Free agent
- Infielder
- Born: August 24, 1995 (age 30) Princeton, New Jersey, U.S.
- Bats: LeftThrows: Right
- Stats at Baseball Reference

= Brandon Wagner (baseball) =

American baseball player (born 1995)

Brandon Michael Wagner (born August 24, 1995) is an American professional baseball infielder who is a free agent. He was drafted by the New York Yankees in the sixth round of the 2015 Major League Baseball draft.

==Career==
Raised in Hopewell Township, Wagner attended Immaculata High School in Somerville, New Jersey. The Philadelphia Phillies selected him in the 39th round, with the 1,171st overall selection, of the 2013 MLB draft. He did not sign with Philadelphia, enrolling at Howard College to play college baseball for the Howard Hawks.

===New York Yankees===
The New York Yankees selected Wagner in the sixth round, with the 183rd overall selection, of the 2015 MLB draft. Wagner made his professional debut with the Low-A Staten Island Yankees, hitting .228 in 52 weeks. In 2016, he split the year between the Gulf Coast Yankees and the rookie-level Pulaski Yankees, slashing .267/.369/.471 with 8 home runs and 24 RBI. He played with the Single-A Charleston RiverDogs in 2017, batting .277/.380/.393 with 7 home runs and 51 RBI in 110 games. In 2018, he began the season with the Tampa Tarpons of the High-A Florida State League and was promoted to the Trenton Thunder of the Double-A Eastern League in July. He hit .267/.380/.461 in 124 total contests between the two teams.

In 2019, Wagner spent the year with Trenton, also playing in two games for the Triple-A Scranton/Wilkes-Barre RailRiders, but struggled to a .179/.290/.280 slash in 119 games. Wagner did not play in a game in 2020 due to the cancellation of the minor league season because of the COVID-19 pandemic. In 2021, he appeared in 63 games for the Double-A Somerset Patriots and Scranton, slashing .168/.305/.258 with 4 home runs and 18 RBI. He elected minor league free agency following the season on November 7, 2021.

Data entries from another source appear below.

PR #1326, opened 2023-10-27
Normalize the style of guard name from headers

### LINKED ISSUE #1023: Include guards are not consistently named
The `#ifndef` guards in our headers and template files are inconsistently named -- some still reflect old file names or locations, some never used the same convention in the first place, etc.. It would be simple to extend our `style.py` script to check and fix these automatically.

[Here's a discussion](https://stackoverflow.com/questions/4867559/naming-include-guards) of various possible naming conventions. My suggestion would be something like `CARTA_PATH_TO_FILE_H_`, which is close to what we have already. Maybe with the top-level directory included, so that we can distinguish between `CARTA_SRC...` and `CARTA_TEST...` ?

markccchiang:
**Description**

Closes #1023.

A new bash script, `scripts/check_guard_name_style.sh`, is added to normalize the style of guard names from `*.h` and `*.tcc` files under the `src` and `test` folders automatically. The usage is simply by executing this bash script under the `scripts` folder.

No.

All tests are not affected.

**Checklist**


kswang1029 (approved):
I just run e2e tests to see if there are regressions. None is observed. 👍

confluence:
There are a few issues with this approach:

* The script should be callable from the main directory, not from the scripts subdirectory.
* The sed implementation test should not rely on a platform check, because the user could have GNU sed installed on MacOS. This check should also be done in one place and not repeated.
* This script only does replacements, and doesn't have an option just to check for incorrect guards.
* It doesn't automatically fix missing guards.
* We need this check to be performed automatically on PRs, just like the other style checks (and the automated check should only report, not fix).

I think that the cleanest way to implement this (which is also portable, and sidesteps the sed compatibility issue) is to extend the `style.py` Python script (as suggested in the issue). I have [committed what I think is a working implementation to a branch](https://github.com/CARTAvis/carta-backend/tree/confluence/guard-check-in-style-script) -- please have a look and confirm that it works (it should give the same result as your bash implementation). In addition to detecting incorrect guards and missing guards, it separately reports when the closing `endif` comment doesn't match the guard name.

To perform a check, run `./scripts/style.py headerguards check`, and to perform a fix, run `./scripts/style.py headerguards check`. This additional check type is also included in `all`, so it should be picked up automatically by the CI. In my branch I have just committed the script change, not any modified files.

If you're happy with that approach, please feel free to merge that branch into your PR (or to make a new PR; whatever is simpler).

markccchiang:
> There are a few issues with this approach:
> 
> * The script should be callable from the main directory, not from the scripts subdirectory.
> * The sed implementation test should not rely on a platform check, because the user could have GNU sed installed on MacOS. This check should also be done in one place and not repeated.
> * This script only does replacements, and doesn't have an option just to check for incorrect guards.
> * It doesn't automatically fix missing guards.
> * We need this check to be performed automatically on PRs, just like the other style checks (and the automated check should only report, not fix).
> 
> I think that the cleanest way to implement this (which is also portable, and sidesteps the sed compatibility issue) is to extend the `style.py` Python script (as suggested in the issue). I have [committed what I think is a working implementation to a branch](https://github.com/CARTAvis/carta-backend/tree/confluence/guard-check-in-style-script) -- please have a look and confirm that it works (it should give the same result as your bash implementation). In addition to detecting incorrect guards and missing guards, it separately reports when the closing `endif` comment doesn't match the guard name.
> 
> To perform a check, run `./scripts/style.py headerguards check`, and to perform a fix, run `./scripts/style.py headerguards check`. This additional check type is also included in `all`, so it should be picked up automatically by the CI. In my branch I have just committed the script change, not any modified files.
> 
> If you're happy with that approach, please feel free to merge that branch into your PR (or to make a new PR; whatever is simpler).

@confluence Thank you for providing the new edition of `./scripts/style.py`! I confirm it works well and is a better way to implement this guard name style check. So I removed the original bash script `./scripts/check_guard_name_style.sh`.

confluence (approved):
Looks good to me! I'll hold off merging until I can check the other PRs, since this will touch every header.

PR #1330, opened 2023-11-07
Fix the hanging problem of region spectral profiles when a region is deleted

### LINKED ISSUE #1328: backend hangs if we delete a region when its region spectral profile is updating
**Describe the bug**
The backend seems to stop responding and hangs if we delete a region when its region spectral profile is updating. Further region create request cannot be made (seeing a dimmed region rendered). Cannot request cursor spectral profile either.

**To Reproduce**
1. Load a larger cube (eg 2000x2000x2000)
2. enable spectral profiler to see cursor profile
3. freeze the cursor
4. make a region to see region spectral profile 
5. move the region to see another profile update
6. while it is updating, delete the region.
7. unfreeze the cursor to see profile update but we cannot see the update
8. create a region but we see a dimmed region forever (ie no ack from the backend)

**Expected behavior**
backend should be still responsive in this case

 - OS [e.g. macOS Monterey]: macOS Ventura / ubuntu 22.04
 - Browser [e.g. chrome, safari, electron app]: electron app / firefox
 - Browser version [e.g. 22]: 
 - Backend branch [e.g. dev, v3b2 release]: v4-stable / v4-stable
 - Frontend branch [e.g. dev, v3b2 release]: v4-stable / v4-stable

markccchiang:
**Description**

Closes #1328.

This problem is due to the deadlock of two mutexes, `_active_task_mutex` and `_region_mutex`, in the RegionHandler methods. When a region spectral profile process starts, `_active_task_mutex` is taken in the method [GetRegionSpectralData](https://github.com/CARTAvis/carta-backend/blob/dev/src/Region/RegionHandler.cc#L1847). Then the `_region_mutex` will be frequently taken inside this method [RegionFileIdsValid](https://github.com/CARTAvis/carta-backend/blob/dev/src/Region/RegionHandler.cc#L2080) to check whether the region object exists or it is disconnected. If we delete the region during this process, the `RemoveRegion` method is called, and the `_region_mutex` is taken [here](https://github.com/CARTAvis/carta-backend/blob/dev/src/Region/RegionHandler.cc#L113) inside this function. Then it waits to take `_active_task_mutex` in the [WaitForTaskCancellation](https://github.com/CARTAvis/carta-backend/blob/dev/src/Region/RegionHandler.cc#L116). Two methods `GetRegionSpectralData` and `RemoveRegion` are waiting for the same mutexes `_active_task_mutex` and `_region_mutex`. The solution is to remove the `_region_mutex` from the `RegionSet` method. Since it only reads the status of region objects and does not modify the `_regions` map. Removing this mutex allows the [RegionFileIdsValid](https://github.com/CARTAvis/carta-backend/blob/dev/src/Region/RegionHandler.cc#L2080) to get rid of `_region_mutex` (since it can be taken by `RemoveRegion` at the same time), so it can pass the disconnected signal and stop the region spectral profile process. Finally, the region object can be deleted.

No.

The hanging problem of region spectral profiles should be solved.

**Checklist**

### DIFF
--- a/CHANGELOG.md
+++ b/CHANGELOG.md
@@ -15,6 +15,7 @@ and this project adheres to [Semantic Versioning](https://semver.org/spec/v2.0.0
 * Include casacore log messages in carta log ([#1169](https://github.com/CARTAvis/carta-backend/issues/1169)).
 * Fixed the problem of opening old IRAM fits images ([#1312](https://github.com/CARTAvis/carta-backend/issues/1312)).
 * Fixed incorrect std calculation when fitting images with nan values ([#1318](https://github.com/CARTAvis/carta-backend/issues/1318)).
+* Fixed the hanging problem when deleting a region during the spectral profile process ([#1328](https://github.com/CARTAvis/carta-backend/issues/1328)).
 
 ## [4.0.0]
 
--- a/src/Region/RegionHandler.cc
+++ b/src/Region/RegionHandler.cc
@@ -137,7 +137,6 @@ std::shared_ptr<Region> RegionHandler::GetRegion(int region_id) {
 bool RegionHandler::RegionSet(int region_id, bool check_annotation) {
     // Check whether a particular region is set or any regions are set
     bool region_set(false);
-    std::lock_guard<std::mutex> region_guard(_region_mutex);
     if (region_id == ALL_REGIONS) {
         region_set = _regions.size() > 0;
     } else {
--- a/src/Region/RegionHandler.cc
+++ b/src/Region/RegionHandler.cc
@@ -110,14 +110,20 @@ void RegionHandler::RemoveRegion(int region_id) {
         return;
     }
 
-    std::unique_lock<std::mutex> region_lock(_region_mutex);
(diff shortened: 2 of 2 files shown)


pford (changes requested):
The purpose of the region mutex is to prevent one thread accessing a region while another is deleting it, and the purpose of the active task mutex is to prevent the region from being destroyed mid-task.  So I think we need them both.

We could move the region mutex lock in RemoveRegion around the regions map: WaitForTaskCancellation then lock-erase-unlock.  For all regions, use an iterator to do this one region at a time.  (1) RemoveRegion disconnects the region and waits for the active task mutex, (2) GetRegionSpectralData uses RegionSet (with a region mutex) to detect that the region exists but is disconnected and exits to release the active task mutex, (3) RemoveRegion safely removes (with a region mutex) the region from the map.

pford (approved):

kswang1029 (approved):
Tested. no regression from e2e tests.

confluence (approved):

===Staten Island FerryHawks===
On April 20, 2022, Wagner signed with the Staten Island FerryHawks of the Atlantic League of Professional Baseball. He appeared in 40 games for Staten Island, slashing .198/.315/.278 with 2 home runs, 6 RBI, and 2 stolen bases. He was released by the team on June 11.

===Lancaster Stormers===
On May 9, 2025, after two years of inactivity, Wagner signed with the Lancaster Stormers of the Atlantic League of Professional Baseball. In 15 appearances for Lancaster, he batted .182/.316/.318 with two home runs and eight RBI. Wagner was released by the Stormers on June 9.

===Cleburne Railroaders===
On January 5, 2026, Wagner signed with the Cleburne Railroaders of the American Association of Professional Baseball. However, he was released prior to the start of the regular season on April 14.